Salvage Therapy for Advanced Clear-Cell Renal Cancer

For patients with progressive, metastatic clear-cell renal cancer after treatment with immune checkpoint inhibitors (ICIs) and vascular endothelial growth factor receptor–tyrosine kinase inhibitors (VEGFR-TKIs), effective management options are limited. Alteration of the VHL gene occurs in the majority of clear-cell renal cancers and is associated with dysregulation of the hypoxia-inducible factor (HIF) pathway as a consequence of accumulation of HIF-2α. Belzutifan is a small-molecule inhibitor of HIF-2α with demonstrated activity in clear-cell renal cancer.

In this industry-sponsored, phase 3 trial, 746 patients with advanced clear-cell renal cancer previously treated with ICIs and antiangiogenic agents were randomized to receive either belzutifan (120 mg daily) or everolimus (10 mg daily). The dual primary endpoints were progression-free survival (PFS) and overall survival (OS).

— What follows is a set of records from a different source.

PR #1027, opened 2020-12-28
upgrade typescript version: 3.9.6

KarinaMendez2:
for: https://app.zenhub.com/workspaces/openstax-unified-5b71aabe3815ff014b102258/issues/openstax/unified/1419

Attempt to upgrade to **4.1.3** will be in another PR, due to node issues (also dealt with in another PR)


PiotrKozlowski (commented):
> - The operand of a 'delete' operator must be optional.

Is this because we are doing something like this: ?
```ts
delete window.document.getSelection;
```

since `getSelection` is not an optional argument we shouldn't remove it
if we really want to remove it we should probably change it to:
```ts
delete (window.document as any).getSelection;
```

it seems like this is a good rule to have

src/helpers/applicationUpdates.spec.ts
```diff
@@ -90,7 +90,7 @@ describe('findAndInstallServiceWorkerUpdate', () => {
     const update = jest.fn();
     const sw = {update: update as ServiceWorkerRegistration['update']} as ServiceWorkerRegistration;
 
-    let finishUpdate: () => void = () => null;
+    let finishUpdate: (value?: any) => void = () => null;
```
PiotrKozlowski, line 93: since it is `any` you shouln't need to use `?`

PiotrKozlowski (changes requested):
Some checks are failing, but other than this it looks fine

src/helpers/applicationUpdates.spec.ts
KarinaMendez2: this means calling `finishUpdate({});` instead of `finishUpdate();`, thought it was cleaner adding `?`

src/helpers/loadFont.ts
```diff
@@ -5,7 +5,7 @@ export default (url: string) => new Promise((resolve) => {
   }
 
   if (document.head.querySelector(`link[href="${url}"]`)) {
-    resolve();
+    resolve({});
```
PiotrKozlowski, line 8: Ok, I've looked one more time.
It seems like we need to declare that this promise is returning `void` and then fix a little bit the overwrite for `onload`
```ts
export default (url: string) => new Promise<void>((resolve) => {
  if (typeof(document) === 'undefined' || !document.head) {
    throw new Error('fonts can only be loaded in the browser');
  }

  if (document.head.querySelector(`link[href="${url}"]`)) {
    resolve();
    return;
  }

  const link = document.createElement('link');
  link.setAttribute('rel', 'stylesheet');
  link.setAttribute('href', url);
  link.onload = () => resolve();
  document.head.appendChild(link);
});
```

src/helpers/applicationUpdates.spec.ts
```diff
@@ -90,12 +90,12 @@ describe('findAndInstallServiceWorkerUpdate', () => {
     const update = jest.fn();
     const sw = {update: update as ServiceWorkerRegistration['update']} as ServiceWorkerRegistration;
 
-    let finishUpdate: () => void = () => null;
+    let finishUpdate: (value: any) => void = () => null;
```
PiotrKozlowski, line 93: I've looked again on this
We can do `let finishUpdate: () => void = () => null;`
and then instead of
```
update.mockReturnValue(new Promise((resolve) => finishUpdate = resolve));
```
we have to do:
```
update.mockReturnValue(new Promise<void>((resolve) => finishUpdate = resolve));
```

src/app/content/practiceQuestions/components/Question.tsx
```diff
@@ -24,12 +24,15 @@ export const QuestionWrapper = styled.form`
 `;
 
 // tslint:disable-next-line: variable-name
-export const QuestionContent = styled(ContentExcerpt)`
+export const QuestionContent = styled(React.forwardRef((props, ref) => <div tabIndex={0}>
+  <ContentExcerpt {...props} tabIndex={-1} ref={ref} />
+</div>))`
```
PiotrKozlowski, line 29: I'm not sure why these changes are in this or?

PiotrKozlowski (changes requested):

src/app/content/practiceQuestions/components/Question.tsx
KarinaMendez2: I did something weird while interactive rebasing lol don't worry about this, I'll remove them

KarinaMendez2: I did something weird while interactive rebasing lol don't worry about this file, I'll remove it

package.json
```diff
@@ -39,7 +39,7 @@
     "styled-components": "^4.3.2",
     "styled-icons": "^8.1.0",
     "typesafe-actions": "^4.4.2",
-    "typescript": "~3.5.2",
+    "typescript": "~3.9.6",
```
PiotrKozlowski, line 42: so we are going back to `3` or is this because of rebasing?

KarinaMendez2: node issues with 4.1 version, will deal with node in a separate PR

PiotrKozlowski: should then the `node` be updated before the final version of this or?

KarinaMendez2: 3.9.6 has no issues while running checks locally, Tom wanted to have at least some upgrade so we're merging 3.9.6 while I update node in another PR (there's a card for it since a while ago), and then upgrade typescript again, trying to upgrade both and match dependencies in this PR wasn't working out.

PiotrKozlowski: cool

PiotrKozlowski (approved):

src/app/content/components/BookBanner.spec.tsx
```diff
@@ -26,7 +26,7 @@ describe('BookBanner', () => {
     resetModules();
 
     window = assertWindow();
-    delete window.location;
+    delete (window as any).location;
```
TomWoodward, line 29: why are all these as any casts here?

TomWoodward (changes requested):

src/app/content/components/BookBanner.spec.tsx
PiotrKozlowski: it was added due to the some rule from typescript 4^ that disallows removing properties that are not marked as optional
https://github.com/openstax/rex-web/pull/1027#pullrequestreview-560422300

TomWoodward: So they aren't necessary for the 3.9 upgrade?

src/app/errors/reducer.spec.ts
```diff
@@ -33,7 +42,10 @@ describe('error reducer', () => {
       search: '',
       state: {},
     };
-    const match = {route: notFound};
+    const match = {
+      params: routeParams,
```
TomWoodward, line 46: These aren't required for the not found route right?

src/app/navigation/utils.ts
```diff
@@ -57,10 +58,11 @@ export const findRouteMatch = (routes: AnyRoute[], location: Location): AnyMatch
...
 export const matchSearch = (action: AnyMatch, search: string | undefined) => {
   const previous = querystring.parse(search || '');
-
-  const route = querystring.parse(isMatchWithParams(action)
+  const matchesParams = isMatchWithParams(action);
+  const route = querystring.parse(
+    matchesParams
     ? action.route.getSearch ? action.route.getSearch(action.params) : ''
-    : action.route.getSearch ? action.route.getSearch() : ''
+    : action.route.getSearch ? action.route.getSearch({} as Params) : ''
```
TomWoodward, line 65: These changes don't seem right

TomWoodward (changes requested):

src/app/content/components/BookBanner.spec.tsx
PiotrKozlowski: I think they are not required for 3.9 but from what I've talked with Karina we will still want to update to ts ^4 after we update the `node`
Do you prefer to remove all unnecessary fixes for the current version?

TomWoodward:
closing in favor of https://github.com/openstax/rex-web/pull/1043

Most patients (86%) had received two or three previous lines of therapy. At a median follow-up of 18.4 months, although the median PFS was 5.6 months in both arms, significantly more patients in the belzutifan arm than the everolimus arm were alive and free of progression (24% vs. 8.3%; P=0.002). At a median follow-up of 25.7 months, the median OS did not differ significantly between arms (21.4 and 18.1 months, respectively; hazard ratio for death, 0.88).

The incidence of grade 3–5 adverse events was approximately 62% in both arms. Adverse events led to treatment interruption in 43.5% of patients in the belzutifan group and 48.1% in the everolimus group.